On Thursday, 12 July 2012 at 17:51:32 UTC, Andrei Alexandrescu
wrote:
On 7/12/12 1:40 PM, David Piepgrass wrote:
1. Most importantly, the C++ template approach is a big pain
for
large-scale systems, because in such systems you want to
create DLLs/SOs
and C++ has neither a standard ABI nor a safe way to pass
around
template instantiations between DLLs (in the presence of
changes to
internal implementation details). Similar problems exist for
D, yes?
It's a lot easier to define a standard ABI for classes than to
solve the
cross-DLL template problem.
The thing is, that can be done in an opt-in manner. People who
want methods in the root of the hierarchy can define a root
that defines them. But there's no way to opt out of inheriting
Object. Basically it's nice to not force people to buy into a
constrained environment without necessity.
+1
4. Template bloat is no big deal on desktops but it becomes a
bigger
problem as the target system gets smaller. Maybe some
compromise should
be made to ensure D remains powerful and capable on small
targets.
I think virtuals are an equally, if not worse, problem in
memory-constrained systems. The simple solution people choose
for such - they use them judiciously. Here actually templates
may be at an advantage because of their opt-in quality.
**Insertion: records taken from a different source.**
PR #1124, opened 2023-04-25
revert adblocker bump

### LINKED ISSUE #1105: Adblock plugin makes application laggy and unresponsive
I built the app myself a few days ago, since the releases are pretty old, but now, if I play music from my playlist after a while it gets very slow and laggy, as if my internet or CPU wasn't good enough. This is a new issue though and my internet and CPU were able to handle everything fine before.
I'm going to attach a video how it looks, note that I had the "Crossfade" plugin on. This is not the cause, but does make it worse. Also, I had to compress the video down a lot, the quality is better normally.

https://user-images.githubusercontent.com/96952506/230140583-a3840e6e-6a5c-4fd1-b703-d76a774f8b16.mp4

Also, I'm running on Feren OS x86_64 (Ubuntu)
CPU: AMD Ryzen 3 3200G (4) @ 3.600GHz
GPU: NVIDIA GeForce GTX 660
Speedtest at time of filming: 35mbps Down;  10mbps Up; 14 Ping

Installed via self-compiled .deb package

Araxeus:
This is supposed to fix the performance regression introduced in #1100 by reverting to https://github.com/ghostery/adblocker/releases/tag/v1.26.3

fix #1105

Will need to re-open the issues that were closed in #1100

### DIFF
--- a/package.json
+++ b/package.json
@@ -105,7 +105,7 @@
 		"npm": "Please use yarn instead"
 	},
 	"dependencies": {
-		"@cliqz/adblocker-electron": "^1.26.5",
+		"@cliqz/adblocker-electron": "1.26.3",
 		"@ffmpeg/core": "^0.11.0",
 		"@ffmpeg/ffmpeg": "^0.11.6",
 		"@foobar404/wave": "^2.0.4",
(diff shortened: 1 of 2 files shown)


Lucasamiel0406:
Confirmed to fix performance of [mentioned issue]( https://github.com/th-ch/youtube-music/issues/1105).

th-ch (approved):

Issue #1129, opened 2023-05-02
Ads ads ads...


colineberly:
I noticed on master ads are coming thru constantly, before first song load, after 1 or 2 songs. Seems to behave like normal if there wasn't an adblocker loaded. Any way to manually remedy this?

+1. Such seams give flexibility that otherwise would be extremely
hard to achieve.
There were two proposals yesterday that I liked. Taken
together, they
address all the problems that were raised with const functions
in Object:
1. Provide a 'safe workaround' for const, for caching and lazy
evaluation (implement it carefully to avoid breaking the
guarantees of
immutable)
We should explore this option in any case. At this point I'm
starting to believe (a) we're doing the right thing by
marginalizing the four methods aside from this issue, (b)
caching is good for other things than this particular problem.
+2 (Especially if it would be possible to redefine 'lazy', so
that it would evaluate at most once.)